Já o professor titular do Instituto de Química da Universidade Estadual de Campinas (Unicamp), Wilson de Figueiredo Jardim, observa que, para avaliar possíveis efeitos nocivos, é preciso considerar as doses e as formas químicas dos metais. “Antes de compararmos resultados de diferentes análises precisamos esclarecer se as amostras foram digeridas ou se receberam algum tipo de tratamento. Infelizmente esse aspecto é ignorado”, adverte.

Em paralelo, organizações denunciam o baixo grau de pagamento das multas ambientais no Brasil. De acordo com Maíra Sertã Mansur, Secretaria Operativa da Articulação Internacional dos Atingidos pela Vale, “Segundo o Tribunal de Contas da União (TCU), das multas aplicadas pelo Ibama (Instituto Brasileiro do Meio Ambiente e dos Recursos Naturais Renováveis) de 2009 a 2013, apenas 1,76% do valor foi pago. A negligência do Estado em relação ao controle público sobre a mineração o torna também responsável pelo desastre de Mariana”, acusa.

Desafio da recuperação

De acordo com Jardim, a mitigação do problema é complexa e exigirá equipes multi e interdisciplinares. “O primeiro passo é gerar um diagnóstico preciso das áreas afetadas, da extensão, do tipo de dano e outros fatores”, avalia o professor da Unicamp, justificando que o mapeamento deve abranger não apenas a calha do rio, mas todo o entorno da mata ciliar.

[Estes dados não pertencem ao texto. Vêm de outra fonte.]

Issue #736, opened 2019-04-16
add support for volume_type in block_device of openstack_compute_instance_v2


rptaylor:
Hello,

According to the  openstack_compute_instance_v2 documentation:
https://www.terraform.io/docs/providers/openstack/r/compute_instance_v2.html#device_type
the block_device block does not support the volume_type option.

However,  openstack_blockstorage_volume_v1 does support volume_type:
https://www.terraform.io/docs/providers/openstack/r/blockstorage_volume_v1.html#volume_type

When implicitly including a volume as part of a compute instance specification, can support for volume_type be added?

As a work around it should be possible to explicitly create a openstack_blockstorage_volume_v1 with volume_type specified, but this requires the additional step of attaching particular volumes to particular instances. It is much easier to use the inline block_device declaration.

### Terraform Version
```
Terraform v0.11.13
+ provider.null v2.1.0
+ provider.openstack v1.17.0
```

### Affected Resource(s)
openstack_compute_instance_v2
openstack_blockstorage_volume_v1 

### Terraform code
```
resource "openstack_compute_instance_v2" "k8s_node" {
  name       = "${var.cluster_name}-k8s-node-${count.index+1}"
  count      = "${var.number_of_k8s_nodes}"
  availability_zone = "${element(var.az_list_kubelet, count.index)}"
  image_name = "${var.image}"
  flavor_id  = "${var.flavor_k8s_node}"
  key_pair   = "${openstack_compute_keypair_v2.k8s.name}"

  network {
    name = "${var.network_name}"
  }

  security_groups = ["${openstack_networking_secgroup_v2.k8s.name}",
    "${openstack_networking_secgroup_v2.bastion.name}",
    "${openstack_networking_secgroup_v2.worker.name}",
    "default",
  ]

  block_device {
    uuid                  = "${var.image}"
    source_type           = "image"
    volume_size           = "${var.node_volume_size_in_gb}"
    boot_index            = 0
    destination_type      = "volume"
    delete_on_termination = true
    volume_type           = "Database"
  }

}
```

### Expected Behavior
The volume should be created with the specified type.

### Actual Behavior
The specified volume_type is ignored.

jtopjian:
> When implicitly including a volume as part of a compute instance specification, can support for volume_type be added?

Yes, it can be added.

It looks like a recent release of OpenStack will allow this: https://docs.openstack.org/nova/latest/user/block-device-mapping.html

[...]

PR #963, opened 2020-02-05
implement support for volume_type in block_device of openstack_compute_instance_v2

rptaylor:
For https://github.com/terraform-providers/terraform-provider-openstack/issues/736

### DIFF
--- a/openstack/resource_openstack_compute_instance_v2.go
+++ b/openstack/resource_openstack_compute_instance_v2.go
@@ -247,6 +247,11 @@ func resourceComputeInstanceV2() *schema.Resource {
 							Optional: true,
 							ForceNew: true,
 						},
+						"volume_type": {
+							Type:     schema.TypeString,
+							Optional: true,
+							ForceNew: true,
+						},
 						"device_type": {
 							Type:     schema.TypeString,
 							Optional: true,
@@ -482,6 +487,11 @@ func resourceComputeInstanceV2Create(d *schema.ResourceData, meta interface{}) e
 		createOpts = &bootfromvolume.CreateOptsExt{
 			CreateOptsBuilder: createOpts,
 			BlockDevice:       blockDevices,
+		}
+
+		specifyVolumeType := d.Get("volume_type").(bool)
+		if specifyVolumeType {
+			computeClient.Microversion = computeV2InstanceBlockDeviceVolumeTypeMicroversion
 		}
 	}
 
@@ -1055,6 +1065,7 @@ func resourceOpenStackComputeInstanceV2ImportState(d *schema.ResourceData, meta 
 				"source_type":           "image",
 				"volume_size":           volMetaData.Size,
 				"disk_bus":              "",
+				"volume_type":           "",
 				"device_type":           "",
 			}
 
@@ -1115,6 +1126,7 @@ func resourceInstanceBlockDevicesV2(d *schema.ResourceData, bds []interface{}) (
 			BootIndex:           bdM["boot_index"].(int),
 			DeleteOnTermination: bdM["delete_on_termination"].(bool),
 			GuestFormat:         bdM["guest_format"].(string),
+			VolumeType:          bdM["volume_type"].(string),
 			DeviceType:          bdM["device_type"].(string),
 			DiskBus:             bdM["disk_bus"].(string),
 		}
--- a/openstack/resource_openstack_compute_instance_v2.go
+++ b/openstack/resource_openstack_compute_instance_v2.go
@@ -1352,7 +1352,7 @@ func checkBlockDeviceConfig(d *schema.ResourceData) error {
 				}
 			}
 
-			if vM["volume_type"] != ""  {
+			if vM["volume_type"] != "" {
 				computeClient.Microversion = computeV2InstanceBlockDeviceVolumeTypeMicroversion
 			}
 		}
--- a/openstack/resource_openstack_compute_instance_v2.go
+++ b/openstack/resource_openstack_compute_instance_v2.go
@@ -484,6 +484,14 @@ func resourceComputeInstanceV2Create(d *schema.ResourceData, meta interface{}) e
 			return err
 		}
 
+		// Check if VolumeType was set in any of the Block Devices.
+		// If so, set the client's microversion appropriately.
+		for _, bd := range blockDevices {
+			if bd.VolumeType != "" {
+				computeClient.Microversion = computeV2InstanceBlockDeviceVolumeTypeMicroversion
+			}
+		}
+
 		createOpts = &bootfromvolume.CreateOptsExt{
 			CreateOptsBuilder: createOpts,
 			BlockDevice:       blockDevices,
@@ -1350,10 +1358,6 @@ func checkBlockDeviceConfig(d *schema.ResourceData) error {
 				if vM["volume_size"] == 0 {
 					return fmt.Errorf("You must specify a volume_size when creating a blank block device")
 				}
-			}
-
-			if vM["volume_type"] != "" {
-				computeClient.Microversion = computeV2InstanceBlockDeviceVolumeTypeMicroversion
 			}
 		}
 	}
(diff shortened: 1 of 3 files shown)


rptaylor:
@jtopjian Does this look right? I kind of copied what there is for device_type.

rptaylor:
Should the microversion check be something like this?
```
                        if vM["volume_type"] != "" {
                                computeClient.Microversion = computeV2InstanceBlockDeviceVolumeTypeMicroversion
                        }
```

Em alguns locais por onde a lama passou o cenário lembra uma cidade fantasma (Reprodução/Antonio Cruz/Agência Brasil)

“Embora o rompimento de uma barragem seja devastador, a história dos maiores rompimentos tem demonstrado que tais eventos impulsionam novas pesquisas e leis na área”, analisa Aguiar. De acordo com o pesquisador, a tendência é que haja um controle mais rígido desses empreendimentos e que novas publicações sejam feitas, tanto na área acadêmica quanto jurídica. “O governo de Minas Gerais, por exemplo, já estuda proibir o método de alteamento à montante [processo de expansão da barragem que utiliza como suporte o próprio rejeito drenado e compactado]. Infelizmente, grandes tragédias ainda são responsáveis pelo desenvolvimento necessário para evitar que novas ocorram”, lamenta.

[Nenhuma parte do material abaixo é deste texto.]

PR #978, opened 2020-03-11
Add Project Tags

randomswdev:
Add support for assigning tags to OpenStack projects. The feature is available in the OpenStack REST APIs since Queen.


ozerovandrei:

Maíra Mansur destaca que é preciso garantir que mais direitos não sejam violados e que as empresas responsáveis não sejam as protagonistas no processo de reconstrução do desastre que elas próprias causaram. “Os protagonistas [da recuperação] devem ser as populações atingidas, que devem possuir poder de decisão em relação ao seu futuro e do local onde viveram e vivem”, defende.

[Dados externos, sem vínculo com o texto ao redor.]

PR #984, opened 2020-03-24
Add compute_instance_v2 data source

### LINKED ISSUE #982: Feature request: create `data_source_openstack_compute_instance_v2`
Hi there,

### Terraform Version

0.12.24

### Affected Resource(s)

n/a, requesting a new feature

```hcl
data "openstack_compute_instance_v2" "instance" {
  name = "instance_name"
}
```

### Expected Behavior

n/a, feature request

### Actual Behavior
n/a, feature request

### References

The existing `resource_openstack_compute_instance_v2.go` would contain everything this needs, I think? I don't know enough golang to know if this is true, though.

aurynn:
Resolves #982 

This is largely copied from `resource.openstack_compute_instance_v2`.

I've checked the data source itself locally, but I have no way to run the full test suite, so relying on project CI.

### DIFF
--- a/openstack/data_source_openstack_compute_instance_v2.go
+++ b/openstack/data_source_openstack_compute_instance_v2.go
@@ -1,0 +1,230 @@
+package openstack
+
+import (
+	"fmt"
+	"log"
+	"strings"
+
+	"github.com/gophercloud/gophercloud/openstack/compute/v2/extensions/availabilityzones"
+	"github.com/gophercloud/gophercloud/openstack/compute/v2/extensions/tags"
+	"github.com/gophercloud/gophercloud/openstack/compute/v2/flavors"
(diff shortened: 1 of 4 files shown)


kayrus:
Resolves #717 as well

aurynn:
Was able to validate and fix the test locally.

aurynn:
@ozerovandrei Yep, I think this is ready to be merged in. 

I definitely understand the desire to not add too much that'll have to be migrated over when you start implementing the new `openstack_compute_server_v2` API. Do you have any ideas when/if/etc you'll have the capacity to start picking up that work/maintaining this provider more?

ozerovandrei:
> Do you have any ideas when/if/etc you'll have the capacity to start picking up that work/maintaining this provider more?

Unfortunately I don't 😞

Santos, da UFSCar, concorda que a redução do impacto é complexa e indica que pouca coisa pode ser feita para resolver, mesmo com muito dinheiro. “O rio Doce nunca mais será o mesmo.  Espécies de animais ou vegetais que só existiam ali acabaram para sempre e cadeias alimentares foram completamente destruídas. [...] Talvez esta seja a maior lição: alguns impactos causados por acidentes ambientais são tão grandes e tão profundos que talvez a única forma de resolver é não deixar eles acontecerem”, conclui.